### Provided entries
>>>

PR #110, opened 2019-05-10
Add interpolate to rotor_assembly

raphaeltimbo:
The function interp1d is used but the module scipy.interpolate was not
being imported.


rodrigomoliveira1:
I have corrected this problem in PR #109  too.

raphaeltimbo:
> I have corrected this problem in PR #109 too.

I have missed that! Will close this PR here.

<<<

### Exercise requirements
Put down each entry again, unchanged and complete.

### Written response
PR #110, opened 2019-05-10
Add interpolate to rotor_assembly

raphaeltimbo:
The function interp1d is used but the module scipy.interpolate was not
being imported.


rodrigomoliveira1:
I have corrected this problem in PR #109  too.

raphaeltimbo:
> I have corrected this problem in PR #109 too.

I have missed that! Will close this PR here.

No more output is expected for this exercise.